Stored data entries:
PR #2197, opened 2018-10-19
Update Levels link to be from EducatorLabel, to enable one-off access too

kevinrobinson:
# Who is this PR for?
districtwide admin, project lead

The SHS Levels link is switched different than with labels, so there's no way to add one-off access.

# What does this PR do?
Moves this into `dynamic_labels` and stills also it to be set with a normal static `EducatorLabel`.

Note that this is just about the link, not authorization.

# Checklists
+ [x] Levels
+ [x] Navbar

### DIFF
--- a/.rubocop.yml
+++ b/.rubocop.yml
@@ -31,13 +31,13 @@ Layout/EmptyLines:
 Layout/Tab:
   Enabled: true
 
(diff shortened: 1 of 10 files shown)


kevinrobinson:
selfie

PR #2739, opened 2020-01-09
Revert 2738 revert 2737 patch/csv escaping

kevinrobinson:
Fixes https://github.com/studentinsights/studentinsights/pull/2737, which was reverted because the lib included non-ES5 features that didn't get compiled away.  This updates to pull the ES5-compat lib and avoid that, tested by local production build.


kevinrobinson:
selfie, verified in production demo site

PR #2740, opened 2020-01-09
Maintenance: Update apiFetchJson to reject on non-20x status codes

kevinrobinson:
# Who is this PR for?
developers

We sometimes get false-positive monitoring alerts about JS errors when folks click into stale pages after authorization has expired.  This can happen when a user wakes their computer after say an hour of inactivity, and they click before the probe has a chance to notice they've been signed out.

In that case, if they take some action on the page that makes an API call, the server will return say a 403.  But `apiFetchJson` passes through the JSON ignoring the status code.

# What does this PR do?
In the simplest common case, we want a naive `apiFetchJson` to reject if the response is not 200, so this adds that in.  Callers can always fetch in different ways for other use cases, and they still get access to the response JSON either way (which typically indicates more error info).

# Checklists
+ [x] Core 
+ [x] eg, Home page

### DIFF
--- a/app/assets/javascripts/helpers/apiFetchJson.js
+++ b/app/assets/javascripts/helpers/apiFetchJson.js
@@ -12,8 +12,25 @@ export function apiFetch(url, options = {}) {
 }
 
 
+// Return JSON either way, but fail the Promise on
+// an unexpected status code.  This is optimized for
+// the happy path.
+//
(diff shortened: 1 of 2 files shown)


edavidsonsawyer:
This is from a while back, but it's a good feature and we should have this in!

TASK TO CARRY OUT
Look through the entries and find each line that has the string "assets". Copy those lines.

EXPECTED ANSWER
--- a/app/assets/javascripts/helpers/apiFetchJson.js
+++ b/app/assets/javascripts/helpers/apiFetchJson.js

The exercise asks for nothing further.